### ABOUT THIS TASK
Please write out, exactly as given, every line of the entries below up to and including the line with "Follow-up to #863, which".

#####

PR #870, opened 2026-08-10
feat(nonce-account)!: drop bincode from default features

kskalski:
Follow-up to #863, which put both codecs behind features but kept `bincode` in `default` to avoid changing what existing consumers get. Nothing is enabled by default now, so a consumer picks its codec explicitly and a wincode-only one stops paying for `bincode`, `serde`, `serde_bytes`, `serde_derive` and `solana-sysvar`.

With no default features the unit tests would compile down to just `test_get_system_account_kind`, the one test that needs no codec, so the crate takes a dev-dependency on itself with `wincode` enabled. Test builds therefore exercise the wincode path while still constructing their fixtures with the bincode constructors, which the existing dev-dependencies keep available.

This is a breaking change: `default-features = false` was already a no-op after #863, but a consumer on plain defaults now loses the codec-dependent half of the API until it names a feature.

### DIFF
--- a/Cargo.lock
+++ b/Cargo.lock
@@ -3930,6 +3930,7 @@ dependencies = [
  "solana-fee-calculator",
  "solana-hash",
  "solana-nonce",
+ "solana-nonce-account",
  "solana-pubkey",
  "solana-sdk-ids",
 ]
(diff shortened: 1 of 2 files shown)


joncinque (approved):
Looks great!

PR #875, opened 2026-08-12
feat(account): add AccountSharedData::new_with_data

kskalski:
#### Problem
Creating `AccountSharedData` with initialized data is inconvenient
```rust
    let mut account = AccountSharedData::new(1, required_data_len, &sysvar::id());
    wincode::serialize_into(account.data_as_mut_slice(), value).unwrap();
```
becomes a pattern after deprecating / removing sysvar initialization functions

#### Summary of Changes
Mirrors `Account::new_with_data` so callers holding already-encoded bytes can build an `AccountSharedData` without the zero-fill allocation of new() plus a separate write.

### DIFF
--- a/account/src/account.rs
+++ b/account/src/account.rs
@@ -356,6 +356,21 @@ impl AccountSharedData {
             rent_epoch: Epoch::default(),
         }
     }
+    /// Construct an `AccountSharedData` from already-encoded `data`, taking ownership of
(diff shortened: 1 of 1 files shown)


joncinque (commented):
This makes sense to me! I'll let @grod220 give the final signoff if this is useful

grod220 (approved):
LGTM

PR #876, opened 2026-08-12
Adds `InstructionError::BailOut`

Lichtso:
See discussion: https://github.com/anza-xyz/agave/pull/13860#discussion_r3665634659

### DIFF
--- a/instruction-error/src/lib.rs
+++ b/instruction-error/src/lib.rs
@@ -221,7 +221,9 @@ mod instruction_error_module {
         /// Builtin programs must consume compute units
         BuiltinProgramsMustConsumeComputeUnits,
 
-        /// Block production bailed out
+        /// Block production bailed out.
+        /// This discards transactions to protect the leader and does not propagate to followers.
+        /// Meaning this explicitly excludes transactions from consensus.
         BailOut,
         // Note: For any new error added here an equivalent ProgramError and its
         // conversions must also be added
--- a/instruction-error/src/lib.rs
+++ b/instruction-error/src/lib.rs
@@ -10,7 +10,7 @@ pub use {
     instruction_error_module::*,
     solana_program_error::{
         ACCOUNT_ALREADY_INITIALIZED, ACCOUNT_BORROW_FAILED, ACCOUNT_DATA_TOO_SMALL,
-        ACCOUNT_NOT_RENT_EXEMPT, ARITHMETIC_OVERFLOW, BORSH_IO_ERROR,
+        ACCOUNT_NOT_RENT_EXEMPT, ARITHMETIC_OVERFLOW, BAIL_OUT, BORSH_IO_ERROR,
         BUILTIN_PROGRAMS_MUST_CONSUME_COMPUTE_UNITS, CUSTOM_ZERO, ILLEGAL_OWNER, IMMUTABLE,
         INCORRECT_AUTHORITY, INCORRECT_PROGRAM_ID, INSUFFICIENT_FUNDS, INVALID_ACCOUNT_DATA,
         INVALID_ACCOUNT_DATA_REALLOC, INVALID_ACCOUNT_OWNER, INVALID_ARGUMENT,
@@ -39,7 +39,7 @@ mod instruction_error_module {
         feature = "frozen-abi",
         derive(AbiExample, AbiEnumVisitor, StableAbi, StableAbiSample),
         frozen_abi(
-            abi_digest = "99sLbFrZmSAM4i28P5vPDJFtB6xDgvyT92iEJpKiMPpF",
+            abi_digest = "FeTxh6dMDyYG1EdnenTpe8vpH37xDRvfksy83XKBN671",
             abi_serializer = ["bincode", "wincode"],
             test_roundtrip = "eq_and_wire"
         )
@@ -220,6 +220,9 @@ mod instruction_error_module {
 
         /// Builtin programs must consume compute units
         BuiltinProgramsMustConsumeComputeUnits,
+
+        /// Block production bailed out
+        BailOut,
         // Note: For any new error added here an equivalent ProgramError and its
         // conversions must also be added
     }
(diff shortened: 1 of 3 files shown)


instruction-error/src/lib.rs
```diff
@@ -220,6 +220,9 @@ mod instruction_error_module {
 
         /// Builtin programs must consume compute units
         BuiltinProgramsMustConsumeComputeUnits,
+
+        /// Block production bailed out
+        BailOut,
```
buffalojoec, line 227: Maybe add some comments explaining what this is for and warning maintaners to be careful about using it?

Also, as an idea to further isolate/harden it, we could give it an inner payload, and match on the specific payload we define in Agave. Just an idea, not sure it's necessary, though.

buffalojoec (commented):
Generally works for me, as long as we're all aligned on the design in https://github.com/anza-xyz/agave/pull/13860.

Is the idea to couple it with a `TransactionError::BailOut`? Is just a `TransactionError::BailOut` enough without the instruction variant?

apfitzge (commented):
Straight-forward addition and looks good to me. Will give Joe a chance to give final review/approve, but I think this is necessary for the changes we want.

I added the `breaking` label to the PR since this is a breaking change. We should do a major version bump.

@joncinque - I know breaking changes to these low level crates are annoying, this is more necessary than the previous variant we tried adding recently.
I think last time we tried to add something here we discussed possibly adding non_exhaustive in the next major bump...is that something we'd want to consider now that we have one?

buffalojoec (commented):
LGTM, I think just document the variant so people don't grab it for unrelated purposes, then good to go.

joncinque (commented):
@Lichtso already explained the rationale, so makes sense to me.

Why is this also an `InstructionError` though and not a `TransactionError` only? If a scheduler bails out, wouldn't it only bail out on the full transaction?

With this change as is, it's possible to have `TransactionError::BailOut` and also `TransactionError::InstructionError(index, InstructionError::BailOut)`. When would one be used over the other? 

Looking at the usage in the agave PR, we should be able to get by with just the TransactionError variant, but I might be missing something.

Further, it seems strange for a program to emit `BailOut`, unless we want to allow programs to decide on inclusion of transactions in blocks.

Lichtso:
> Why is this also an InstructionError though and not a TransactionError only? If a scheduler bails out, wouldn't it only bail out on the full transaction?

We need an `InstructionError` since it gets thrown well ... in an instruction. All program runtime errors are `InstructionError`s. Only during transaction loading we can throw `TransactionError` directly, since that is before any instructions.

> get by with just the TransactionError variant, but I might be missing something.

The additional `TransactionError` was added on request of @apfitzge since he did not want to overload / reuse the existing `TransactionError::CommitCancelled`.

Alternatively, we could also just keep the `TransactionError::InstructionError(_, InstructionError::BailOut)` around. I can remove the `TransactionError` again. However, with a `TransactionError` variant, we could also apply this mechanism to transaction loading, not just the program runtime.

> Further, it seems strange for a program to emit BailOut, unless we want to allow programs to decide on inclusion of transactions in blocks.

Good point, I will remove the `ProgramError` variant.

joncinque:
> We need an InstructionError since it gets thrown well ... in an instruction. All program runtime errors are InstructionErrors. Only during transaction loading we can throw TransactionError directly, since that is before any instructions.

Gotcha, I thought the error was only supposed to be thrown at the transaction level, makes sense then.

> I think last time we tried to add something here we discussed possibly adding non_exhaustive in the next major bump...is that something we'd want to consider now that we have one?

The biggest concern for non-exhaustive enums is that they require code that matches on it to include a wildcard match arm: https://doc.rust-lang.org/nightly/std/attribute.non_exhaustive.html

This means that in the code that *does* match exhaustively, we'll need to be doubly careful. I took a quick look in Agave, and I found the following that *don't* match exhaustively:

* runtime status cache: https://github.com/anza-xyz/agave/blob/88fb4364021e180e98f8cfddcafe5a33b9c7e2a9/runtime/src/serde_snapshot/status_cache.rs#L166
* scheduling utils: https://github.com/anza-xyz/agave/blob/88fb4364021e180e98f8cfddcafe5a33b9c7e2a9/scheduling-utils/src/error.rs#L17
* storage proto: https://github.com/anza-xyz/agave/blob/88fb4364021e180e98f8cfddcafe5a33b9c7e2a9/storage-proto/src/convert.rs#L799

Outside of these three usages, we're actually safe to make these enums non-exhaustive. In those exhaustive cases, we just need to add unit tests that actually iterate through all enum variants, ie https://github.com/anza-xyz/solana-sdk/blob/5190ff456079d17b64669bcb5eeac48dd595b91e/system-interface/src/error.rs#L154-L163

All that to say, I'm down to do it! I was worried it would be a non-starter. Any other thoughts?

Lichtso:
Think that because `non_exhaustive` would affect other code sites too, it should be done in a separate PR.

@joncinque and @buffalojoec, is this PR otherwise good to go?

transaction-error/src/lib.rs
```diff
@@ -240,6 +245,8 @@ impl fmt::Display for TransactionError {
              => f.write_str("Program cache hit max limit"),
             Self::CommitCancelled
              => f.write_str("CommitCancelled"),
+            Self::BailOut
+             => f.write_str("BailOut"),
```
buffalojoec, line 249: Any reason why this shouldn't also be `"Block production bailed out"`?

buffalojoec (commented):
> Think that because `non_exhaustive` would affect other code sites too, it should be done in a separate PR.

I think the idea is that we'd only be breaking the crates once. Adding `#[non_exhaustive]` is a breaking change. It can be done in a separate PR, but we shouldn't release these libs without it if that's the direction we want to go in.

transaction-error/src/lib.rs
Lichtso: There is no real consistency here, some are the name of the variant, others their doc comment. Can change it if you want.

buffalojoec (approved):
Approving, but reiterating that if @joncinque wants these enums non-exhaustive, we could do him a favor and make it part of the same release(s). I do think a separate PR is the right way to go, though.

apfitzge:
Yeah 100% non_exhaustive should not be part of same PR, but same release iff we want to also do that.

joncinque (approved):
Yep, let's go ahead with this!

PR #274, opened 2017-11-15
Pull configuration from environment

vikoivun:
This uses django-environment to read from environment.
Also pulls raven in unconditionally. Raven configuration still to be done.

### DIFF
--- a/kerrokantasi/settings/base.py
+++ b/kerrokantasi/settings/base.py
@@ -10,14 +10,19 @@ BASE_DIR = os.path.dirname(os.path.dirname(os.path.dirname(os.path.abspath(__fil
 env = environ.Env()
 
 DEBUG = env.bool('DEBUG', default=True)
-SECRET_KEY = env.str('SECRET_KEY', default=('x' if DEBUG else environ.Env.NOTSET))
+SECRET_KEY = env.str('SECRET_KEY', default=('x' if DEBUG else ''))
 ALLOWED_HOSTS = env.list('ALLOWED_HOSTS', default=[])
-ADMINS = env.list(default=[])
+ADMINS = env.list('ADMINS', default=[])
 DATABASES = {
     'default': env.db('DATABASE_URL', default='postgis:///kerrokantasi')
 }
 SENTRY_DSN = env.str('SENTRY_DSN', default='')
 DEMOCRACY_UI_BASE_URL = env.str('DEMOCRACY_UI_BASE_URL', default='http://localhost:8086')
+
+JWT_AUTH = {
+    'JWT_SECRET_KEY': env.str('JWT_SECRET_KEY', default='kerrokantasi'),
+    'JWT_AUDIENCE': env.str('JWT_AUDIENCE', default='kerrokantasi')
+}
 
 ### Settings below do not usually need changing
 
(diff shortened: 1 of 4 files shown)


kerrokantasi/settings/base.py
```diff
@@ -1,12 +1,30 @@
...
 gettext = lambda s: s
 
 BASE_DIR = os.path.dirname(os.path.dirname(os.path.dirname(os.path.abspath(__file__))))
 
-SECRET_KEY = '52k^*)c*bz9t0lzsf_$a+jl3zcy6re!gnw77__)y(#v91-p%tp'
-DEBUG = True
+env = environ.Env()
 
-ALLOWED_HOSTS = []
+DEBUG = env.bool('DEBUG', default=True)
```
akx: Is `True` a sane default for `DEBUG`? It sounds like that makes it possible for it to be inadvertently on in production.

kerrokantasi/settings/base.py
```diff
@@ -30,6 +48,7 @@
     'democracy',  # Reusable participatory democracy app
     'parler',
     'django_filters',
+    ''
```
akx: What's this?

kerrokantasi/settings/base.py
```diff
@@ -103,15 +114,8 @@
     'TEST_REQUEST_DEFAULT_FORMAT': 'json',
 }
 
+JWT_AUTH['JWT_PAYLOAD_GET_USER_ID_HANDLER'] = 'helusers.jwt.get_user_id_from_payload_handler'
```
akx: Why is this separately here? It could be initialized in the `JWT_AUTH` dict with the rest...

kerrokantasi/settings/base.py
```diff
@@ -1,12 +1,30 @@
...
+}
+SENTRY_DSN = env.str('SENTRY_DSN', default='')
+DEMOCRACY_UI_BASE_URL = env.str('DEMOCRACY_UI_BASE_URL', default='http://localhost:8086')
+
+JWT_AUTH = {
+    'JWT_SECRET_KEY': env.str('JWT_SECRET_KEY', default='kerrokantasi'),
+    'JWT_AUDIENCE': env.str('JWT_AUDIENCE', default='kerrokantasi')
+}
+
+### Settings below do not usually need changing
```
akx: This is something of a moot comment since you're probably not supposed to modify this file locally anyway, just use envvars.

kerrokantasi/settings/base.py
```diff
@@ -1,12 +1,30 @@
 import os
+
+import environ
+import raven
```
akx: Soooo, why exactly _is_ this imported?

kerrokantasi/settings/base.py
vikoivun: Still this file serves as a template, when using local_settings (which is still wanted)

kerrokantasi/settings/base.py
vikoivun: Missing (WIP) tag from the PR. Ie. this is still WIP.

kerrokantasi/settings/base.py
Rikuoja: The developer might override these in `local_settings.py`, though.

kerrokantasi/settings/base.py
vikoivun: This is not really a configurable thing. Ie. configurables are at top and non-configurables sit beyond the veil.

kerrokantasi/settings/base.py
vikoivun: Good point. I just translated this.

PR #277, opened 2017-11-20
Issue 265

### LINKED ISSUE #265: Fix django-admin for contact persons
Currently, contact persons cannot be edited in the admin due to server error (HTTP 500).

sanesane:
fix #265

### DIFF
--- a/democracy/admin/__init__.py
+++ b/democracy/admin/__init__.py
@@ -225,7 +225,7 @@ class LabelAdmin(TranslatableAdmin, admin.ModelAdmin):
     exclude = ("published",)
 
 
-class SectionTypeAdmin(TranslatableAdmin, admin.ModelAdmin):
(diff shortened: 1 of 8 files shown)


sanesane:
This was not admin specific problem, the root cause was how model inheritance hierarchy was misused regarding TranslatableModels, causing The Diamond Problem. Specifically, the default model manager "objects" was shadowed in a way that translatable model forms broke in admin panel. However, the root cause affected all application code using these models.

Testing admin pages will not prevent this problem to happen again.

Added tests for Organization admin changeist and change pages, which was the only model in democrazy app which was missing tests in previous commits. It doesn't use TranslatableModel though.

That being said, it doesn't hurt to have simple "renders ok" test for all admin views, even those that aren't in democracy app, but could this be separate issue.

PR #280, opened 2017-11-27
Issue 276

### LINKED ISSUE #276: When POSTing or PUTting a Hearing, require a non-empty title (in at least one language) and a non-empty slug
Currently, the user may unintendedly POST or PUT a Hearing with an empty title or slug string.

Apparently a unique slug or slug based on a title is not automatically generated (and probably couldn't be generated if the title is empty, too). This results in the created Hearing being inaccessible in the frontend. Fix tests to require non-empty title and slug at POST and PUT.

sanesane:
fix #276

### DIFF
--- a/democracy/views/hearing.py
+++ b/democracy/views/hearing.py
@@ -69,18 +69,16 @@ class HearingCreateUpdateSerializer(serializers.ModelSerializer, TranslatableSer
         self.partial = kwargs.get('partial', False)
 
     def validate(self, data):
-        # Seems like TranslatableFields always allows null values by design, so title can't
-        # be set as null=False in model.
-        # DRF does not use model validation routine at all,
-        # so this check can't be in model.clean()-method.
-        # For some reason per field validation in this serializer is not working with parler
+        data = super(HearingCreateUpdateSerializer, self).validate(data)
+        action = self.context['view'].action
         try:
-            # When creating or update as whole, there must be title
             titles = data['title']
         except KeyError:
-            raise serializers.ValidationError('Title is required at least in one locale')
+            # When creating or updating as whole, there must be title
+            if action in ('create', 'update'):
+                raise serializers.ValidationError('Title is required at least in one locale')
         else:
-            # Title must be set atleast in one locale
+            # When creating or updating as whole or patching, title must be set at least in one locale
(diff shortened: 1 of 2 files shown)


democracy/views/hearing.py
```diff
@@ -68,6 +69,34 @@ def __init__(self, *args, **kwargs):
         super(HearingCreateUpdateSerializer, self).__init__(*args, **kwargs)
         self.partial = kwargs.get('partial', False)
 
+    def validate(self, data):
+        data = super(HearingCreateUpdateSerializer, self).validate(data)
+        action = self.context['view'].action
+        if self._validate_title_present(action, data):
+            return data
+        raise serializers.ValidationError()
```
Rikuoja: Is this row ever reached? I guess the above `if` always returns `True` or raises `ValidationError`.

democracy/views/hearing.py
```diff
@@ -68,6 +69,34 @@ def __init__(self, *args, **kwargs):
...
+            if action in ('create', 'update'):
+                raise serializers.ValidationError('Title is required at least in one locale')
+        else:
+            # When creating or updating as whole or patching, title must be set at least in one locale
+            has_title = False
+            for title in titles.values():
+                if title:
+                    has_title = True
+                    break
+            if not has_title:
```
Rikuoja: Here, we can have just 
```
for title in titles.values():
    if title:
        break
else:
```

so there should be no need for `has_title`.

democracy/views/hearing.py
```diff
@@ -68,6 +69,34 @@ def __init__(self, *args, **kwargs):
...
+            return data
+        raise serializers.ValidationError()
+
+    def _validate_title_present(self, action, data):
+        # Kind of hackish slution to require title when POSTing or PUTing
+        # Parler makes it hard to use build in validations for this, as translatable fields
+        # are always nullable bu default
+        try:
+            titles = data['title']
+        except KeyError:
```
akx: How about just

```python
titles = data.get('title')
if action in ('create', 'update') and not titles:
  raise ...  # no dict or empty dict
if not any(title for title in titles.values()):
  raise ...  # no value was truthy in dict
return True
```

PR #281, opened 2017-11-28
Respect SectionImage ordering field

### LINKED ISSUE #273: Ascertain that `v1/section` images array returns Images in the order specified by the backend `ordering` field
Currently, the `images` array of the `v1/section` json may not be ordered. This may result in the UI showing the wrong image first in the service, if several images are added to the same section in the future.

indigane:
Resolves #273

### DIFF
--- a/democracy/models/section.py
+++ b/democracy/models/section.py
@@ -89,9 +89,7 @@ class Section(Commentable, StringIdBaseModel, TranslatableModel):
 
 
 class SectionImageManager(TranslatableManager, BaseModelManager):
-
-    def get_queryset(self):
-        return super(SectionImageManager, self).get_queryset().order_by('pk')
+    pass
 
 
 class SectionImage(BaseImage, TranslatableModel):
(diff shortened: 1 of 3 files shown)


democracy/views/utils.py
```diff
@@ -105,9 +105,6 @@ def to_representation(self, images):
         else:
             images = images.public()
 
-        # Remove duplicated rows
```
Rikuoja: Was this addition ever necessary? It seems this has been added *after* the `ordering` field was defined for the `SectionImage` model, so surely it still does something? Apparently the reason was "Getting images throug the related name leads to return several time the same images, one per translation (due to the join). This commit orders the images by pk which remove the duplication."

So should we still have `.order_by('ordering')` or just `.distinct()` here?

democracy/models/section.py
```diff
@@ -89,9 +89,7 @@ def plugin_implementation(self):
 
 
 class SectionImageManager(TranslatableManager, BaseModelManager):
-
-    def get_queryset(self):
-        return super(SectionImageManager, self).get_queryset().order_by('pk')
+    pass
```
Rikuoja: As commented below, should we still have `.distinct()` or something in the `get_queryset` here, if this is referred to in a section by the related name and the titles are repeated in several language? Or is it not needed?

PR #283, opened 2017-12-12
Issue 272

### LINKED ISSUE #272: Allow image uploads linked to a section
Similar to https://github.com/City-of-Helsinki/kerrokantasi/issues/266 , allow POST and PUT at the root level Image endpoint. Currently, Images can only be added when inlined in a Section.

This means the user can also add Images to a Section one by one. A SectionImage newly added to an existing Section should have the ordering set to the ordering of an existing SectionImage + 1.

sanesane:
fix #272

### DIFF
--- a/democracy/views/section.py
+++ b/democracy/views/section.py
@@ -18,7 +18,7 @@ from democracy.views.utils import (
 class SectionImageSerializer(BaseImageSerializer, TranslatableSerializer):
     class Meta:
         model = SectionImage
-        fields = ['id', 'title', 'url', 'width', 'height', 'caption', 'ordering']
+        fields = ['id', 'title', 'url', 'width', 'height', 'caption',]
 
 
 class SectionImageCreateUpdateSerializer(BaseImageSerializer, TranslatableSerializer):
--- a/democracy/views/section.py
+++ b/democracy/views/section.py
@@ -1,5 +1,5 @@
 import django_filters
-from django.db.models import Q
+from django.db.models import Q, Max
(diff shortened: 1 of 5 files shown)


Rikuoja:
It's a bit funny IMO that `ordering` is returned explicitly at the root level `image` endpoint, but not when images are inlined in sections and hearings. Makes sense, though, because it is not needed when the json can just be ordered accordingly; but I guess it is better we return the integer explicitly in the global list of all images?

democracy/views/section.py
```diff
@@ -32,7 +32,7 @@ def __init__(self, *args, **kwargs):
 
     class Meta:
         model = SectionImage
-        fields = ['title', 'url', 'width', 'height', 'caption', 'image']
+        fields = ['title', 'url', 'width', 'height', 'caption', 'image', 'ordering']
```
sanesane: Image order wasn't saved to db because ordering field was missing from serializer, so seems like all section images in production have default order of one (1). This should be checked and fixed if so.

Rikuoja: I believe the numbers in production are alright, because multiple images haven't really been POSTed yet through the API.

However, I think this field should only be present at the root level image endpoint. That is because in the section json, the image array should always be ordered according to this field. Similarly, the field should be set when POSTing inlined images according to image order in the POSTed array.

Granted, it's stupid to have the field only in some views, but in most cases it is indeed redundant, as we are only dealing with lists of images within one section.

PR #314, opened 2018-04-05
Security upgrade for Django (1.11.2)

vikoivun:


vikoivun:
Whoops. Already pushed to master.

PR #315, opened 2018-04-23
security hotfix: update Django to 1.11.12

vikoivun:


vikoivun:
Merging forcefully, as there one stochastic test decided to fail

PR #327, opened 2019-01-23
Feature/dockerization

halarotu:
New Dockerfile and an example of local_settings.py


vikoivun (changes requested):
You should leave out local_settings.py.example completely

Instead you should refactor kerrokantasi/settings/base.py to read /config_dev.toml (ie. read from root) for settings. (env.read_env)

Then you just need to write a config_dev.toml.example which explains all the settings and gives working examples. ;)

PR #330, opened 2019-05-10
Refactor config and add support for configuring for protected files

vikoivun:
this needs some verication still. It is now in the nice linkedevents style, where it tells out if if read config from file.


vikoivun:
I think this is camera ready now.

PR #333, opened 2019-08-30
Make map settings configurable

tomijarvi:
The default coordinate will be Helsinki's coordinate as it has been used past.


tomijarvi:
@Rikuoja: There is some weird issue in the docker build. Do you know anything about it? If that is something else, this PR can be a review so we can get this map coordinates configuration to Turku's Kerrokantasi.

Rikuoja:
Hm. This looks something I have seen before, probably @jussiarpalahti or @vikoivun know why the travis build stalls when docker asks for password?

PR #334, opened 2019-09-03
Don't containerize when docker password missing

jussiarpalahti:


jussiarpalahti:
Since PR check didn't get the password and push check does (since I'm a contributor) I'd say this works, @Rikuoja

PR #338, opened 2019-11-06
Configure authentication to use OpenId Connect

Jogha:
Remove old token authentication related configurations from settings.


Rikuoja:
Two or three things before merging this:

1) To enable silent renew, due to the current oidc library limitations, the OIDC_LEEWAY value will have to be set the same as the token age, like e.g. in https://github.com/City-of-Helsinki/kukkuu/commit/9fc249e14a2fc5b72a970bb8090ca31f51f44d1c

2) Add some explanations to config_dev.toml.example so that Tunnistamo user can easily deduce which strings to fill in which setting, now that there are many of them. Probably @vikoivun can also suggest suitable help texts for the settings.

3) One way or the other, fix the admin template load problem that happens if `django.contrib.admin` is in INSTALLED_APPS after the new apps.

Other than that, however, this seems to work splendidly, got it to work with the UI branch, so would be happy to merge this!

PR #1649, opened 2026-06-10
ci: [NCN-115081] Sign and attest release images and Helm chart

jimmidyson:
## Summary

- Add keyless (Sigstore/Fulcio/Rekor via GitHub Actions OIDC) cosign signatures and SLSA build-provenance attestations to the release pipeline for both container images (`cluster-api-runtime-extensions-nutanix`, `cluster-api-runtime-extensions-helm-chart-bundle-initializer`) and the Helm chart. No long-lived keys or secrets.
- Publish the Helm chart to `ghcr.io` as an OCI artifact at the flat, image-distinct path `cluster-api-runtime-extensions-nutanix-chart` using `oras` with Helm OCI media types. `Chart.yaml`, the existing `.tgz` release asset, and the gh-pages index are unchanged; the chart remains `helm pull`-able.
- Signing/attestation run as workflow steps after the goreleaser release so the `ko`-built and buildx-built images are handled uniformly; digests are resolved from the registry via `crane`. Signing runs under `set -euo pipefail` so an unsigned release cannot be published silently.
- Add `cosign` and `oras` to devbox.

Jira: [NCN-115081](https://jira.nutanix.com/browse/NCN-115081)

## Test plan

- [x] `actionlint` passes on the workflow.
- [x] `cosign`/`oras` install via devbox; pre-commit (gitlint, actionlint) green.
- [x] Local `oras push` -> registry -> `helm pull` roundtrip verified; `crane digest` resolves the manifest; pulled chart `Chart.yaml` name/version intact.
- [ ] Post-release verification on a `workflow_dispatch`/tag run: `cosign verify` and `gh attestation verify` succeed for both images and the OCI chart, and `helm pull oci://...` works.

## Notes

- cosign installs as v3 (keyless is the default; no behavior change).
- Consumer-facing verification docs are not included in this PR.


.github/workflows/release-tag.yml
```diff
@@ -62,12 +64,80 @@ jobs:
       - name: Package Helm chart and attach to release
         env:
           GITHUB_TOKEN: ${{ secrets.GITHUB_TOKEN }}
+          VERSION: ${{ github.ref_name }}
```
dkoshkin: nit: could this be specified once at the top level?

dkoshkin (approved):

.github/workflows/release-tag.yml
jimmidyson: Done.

#####

### TASK RESULT
PR #870, opened 2026-08-10
feat(nonce-account)!: drop bincode from default features

kskalski:
Follow-up to #863, which put both codecs behind features but kept `bincode` in `default` to avoid changing what existing consumers get. Nothing is enabled by default now, so a consumer picks its codec explicitly and a wincode-only one stops paying for `bincode`, `serde`, `serde_bytes`, `serde_derive` and `solana-sysvar`.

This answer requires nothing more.